__ACTIVITY__. Filter the records for "backwards" and keep each line that has it.

::: RECORDS SHOWN :::

PR #614, opened 2026-08-25
build(deps): update Go to v1.27.0

theoludwig:
Fixes #613

PR #615, opened 2026-08-28
fix: allow builds with Go 1.26

twpayne:
#614 bumped the the `go` version in `go.mod` from `go 1.25.0` to `go 1.27.0`. This specifies that the minimum version of Go required to build `editorconfig-checker` is now 1.27 ([ref](https://go.dev/ref/mod#go-mod-file-go)). However, this is not correct: `editorconfig-checker` builds just fine with Go 1.26.

The downside of the `go 1.27.0` directive is the everything that depends on `editorconfig-checker` now must be built with minimum Go 1.27 as well, effectively breaking `editorconfig-checker` for any project that uses it via a `tool` directive and wanting to support an older version of Go.

This PR changes the minimum version of Go to 1.26.0, which is a reasonable default since Go 1.26.x is the oldest version of Go supported by the Go team.

### DIFF
--- a/.github/workflows/ci.yml
+++ b/.github/workflows/ci.yml
@@ -27,7 +27,7 @@ jobs:
           fetch-depth: 0
       - uses: actions/setup-go@v7
         with:
-          go-version-file: "go.mod"
+          go-version: stable
       - run: make build
       - run: make test
       - run: make run
@@ -43,7 +43,7 @@ jobs:
       - uses: actions/checkout@v7
       - uses: actions/setup-go@v7
         with:
-          go-version-file: "go.mod"
+          go-version: stable
       - run: make test
       - run: make run
       - run: make bench
@@ -58,7 +58,7 @@ jobs:
       - uses: actions/checkout@v7
       - uses: actions/setup-go@v7
         with:
-          go-version-file: "go.mod"
+          go-version: stable
       - run: make test
       - run: make run
       - run: make bench
--- a/.github/workflows/release.yml
+++ b/.github/workflows/release.yml
@@ -25,7 +25,7 @@ jobs:
       - run: git fetch --force --tags
       - uses: actions/setup-go@v7
         with:
-          go-version-file: "go.mod"
+          go-version: stable
           cache: true
 
       - name: Set up QEMU
--- a/go.mod
+++ b/go.mod
@@ -1,6 +1,6 @@
 module github.com/editorconfig-checker/editorconfig-checker/v3 // x-release-please-major
 
-go 1.27.0
+go 1.26.0
 
 require (
 	github.com/editorconfig/editorconfig-core-go/v2 v2.6.4


klaernie (approved):
That's definitely a case I haven't thought of, but I'm also not a big fan of [the tool directive](https://go.dev/doc/go1.24#tools). I recently removed a pre-go1.24 DIY implementation at work, since the CI needed to always build the tools from scratch with each run, and installing goreleaser and mage using their binaries was a way more efficient on our compute and network resources. I however don't know if that problem also applies to `go tool`.

Generally we probably should adopt the same supported go version strategy as golang itself - latest and latest-1. We'd just need to figure out how to tell renovate this - in my cursory search I haven't found something particularly helpful yet.

theoludwig (dismissed):
Go is backwards compatible, so you should be able to upgrade to 1.27.0 without problems, and we're preparing v4.0.0 in #595 so IMO, it's the right thing to do, since we will never update it again after for a very long time (multiple years between each `editorconfig-checker` major version), if we need to consider that kind of change as a breaking change.

(but tbh, I didn't know that field was the "minimum go version" sorry for breaking your workflow, I thought it was only meaning which go version we use to build it ourselves, thanks for the explanations)

twpayne:
Yes, Go is backwards compatible, but that doesn't mean that everybody can upgrade.

[My project](https://github.com/twpayne/chezmoi) runs on every system supported by Go. This includes platforms like FreeBSD and OpenBSD which often take several months to upgrade their Go major versions. So, if I want to support them I have to ensure that my code builds with the old stable version of Go, i.e. 1.26.

As a short-term workaround, I've blacklisted the latest version of `editorconfig-checker` that requires Go 1.27 (3.11.2), but I'd prefer not to have to do this.

twpayne:
Note that listing a more recent version of Go than you actually need in `go.mod` has no upside and only downsides. You control which version of Go is used to build your release binaries in your CI config, not in your `go.mod` file.

klaernie:
> since we will never update it again after for a very long time (multiple years between each `editorconfig-checker` major version), if we need to consider that kind of change as a breaking change

I don't think we need to consider it a breaking change.
IMHO there are two hearts beating in us:
- the first wants to ensure that we build our binaries using the latest version of golang available, so the most amount of bugs are fixed, the number of CVEs is lowest and we get the performance benefits that a newer version might bring.
- and the second one wants to ensure that users like @twpayne can use any mechanism they like to fetch our latest version, without having them forced to upgrade to the latest golang until they decide themselves. However we need to have a certain boundary on how old a version of golang we can and want to support. At the moment the newest feature I'm aware of is `testing.T.Chdir()` introduced with go1.24.0. And looking at our dependencies github.com/editorconfig/editorconfig-core-go/v2 is the first module I found that require a newer version - namely 1.25. And for making up a sensible policy I'd suggest: "we support the latest stable version of golang and the version before".

Putting this together we'd use `go-version: stable` in our CI instead of the current `go-version-file: go.mod`, and merge this PR. This way we have the latest and greatest for the binary and can support users like @twpayne.

What do y'all think?

twpayne:
> Putting this together we'd use `go-version: stable` in our CI instead of the current `go-version-file: go.mod`, and merge this PR. This way we have the latest and greatest for the binary and can support users like @twpayne.

For me, this is the perfect outcome: `editorconfig-checker` gets built with the latest version of Go, while still supporting as many projects as possible.

theoludwig:
Thanks both for the explanations.

> Putting this together we'd use `go-version: stable` in our CI instead of the current `go-version-file: go.mod`, and merge this PR. This way we have the latest and greatest for the binary and can support users like @twpayne.

Sounds good. :+1:

Could you please update the PR so that we use Go v1.26 as the minimum requirement but then v1.27 for building our binaries when releasing?

and if we really want to do it well, then we would need to update our CI to tests both v1.26 and v1.27, since we support both, but that's probably not needed or worth the complexity.

___

Slightly off-topic hot take: I don't like the philosophy of software where people take forever to update and let things rot.
@klaernie already listed the advantages "bugs are fixed, the number of CVEs is lowest and we get the performance benefits" and more.

But as a developer, I'd be quite mad if people never used what I built because they're afraid of breakage. Of course updating means some things may break or behave differently, but then report those issues to the maintainers.

Some devs work so hard on improving their software, for people to not use it. So many companies still run old software... and it's even more depressing when it's software like Go that treats backward compatibility as a priority. It's one of the reasons I use a rolling-release distro (Arch Linux).

I'm not going to dwell on it any further. :laughing:

twpayne:
Done. I've changed the `go-version` in the Github Action workflows to use `stable` for all steps, including CI and release. This will mean that `editorconfig-checker` is always tested and built with the latest stable Go version.

theoludwig (approved):

klaernie (approved):

klaernie:
> and if we really want to do it well, then we would need to update our CI to tests both v1.26 and v1.27, since we support both, but that's probably not needed or worth the complexity.

It wouldn't be too hard - after all in #616 I switched the CI to a matrix anyway, so running CI against `stable` and `oldstable` would be trivial. 

I'll take the liberty and merge this PR now, since there is practically no risk in this PR.

---

> Slightly off-topic hot take: I don't like the philosophy of software where people take forever to update and let things rot.

I'm with you there, but there are a few legitimate cases in between. In my work we're also under pressure to always use software with less vulnerabilities, and even going so far to preferably run software compiled in house from trusted sources. But on the other hand some of our units require snapshotted linux repos to ensure a uniform base, so it doesn't matter on which day of the week an application server was patched - given the hardware is willing - they will all work and fail identically. Of cause this only means weekly and daily snapshots, not 6+ month old software (although one could argue that this applies to SLES in total).

But even in a case with *BSD or Debian I see the reason why it takes so long: upgrading something as far down the stack as a compiler means that the resources for a rebuild of the entire stack on top are enormous, and the resources to verify that all build results are working correctly and fix the bugs are hard to come by. And in these projects the upgrade looks simple at first, but there will inevitable be a shortcoming of humans testing the software to ensure it works as planned. And one surely can replace a lot of the testing with hopefully well written tests, but nobody is building integration tests for an entire distribution. Else we'd probably see much more frequent releases from Debian.

And even taking it to my work: I'd be happy to run a rolling SLES release at work, but that's because I'm very cognisant of my particular system boundary - I know how my Nagios instances will interact with the OS and kernel, and what the typical failures are. And it turns out that humans are the most problematic (particularly me writing code). But other units are much more cautious and would not accept this risk - however they run the systems running our financial statements, I just monitor them.

IMHO, putting all together we're not particularly encouraging our users now to use an older golang, but enable them if they have to. And most of our users are using a binary built by us - looking at the asset downloads there are 20k downloads in just 5 days (interestingly the compat archive), I know that super-linter has a bunch of users, and they copy the binary from our docker image.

:::

__OUTPUT OF THE EXERCISE__.
Go is backwards compatible, so you should be able to upgrade to 1.27.0 without problems, and we're preparing v4.0.0 in #595 so IMO, it's the right thing to do, since we will never update it again after for a very long time (multiple years between each `editorconfig-checker` major version), if we need to consider that kind of change as a breaking change.
Yes, Go is backwards compatible, but that doesn't mean that everybody can upgrade.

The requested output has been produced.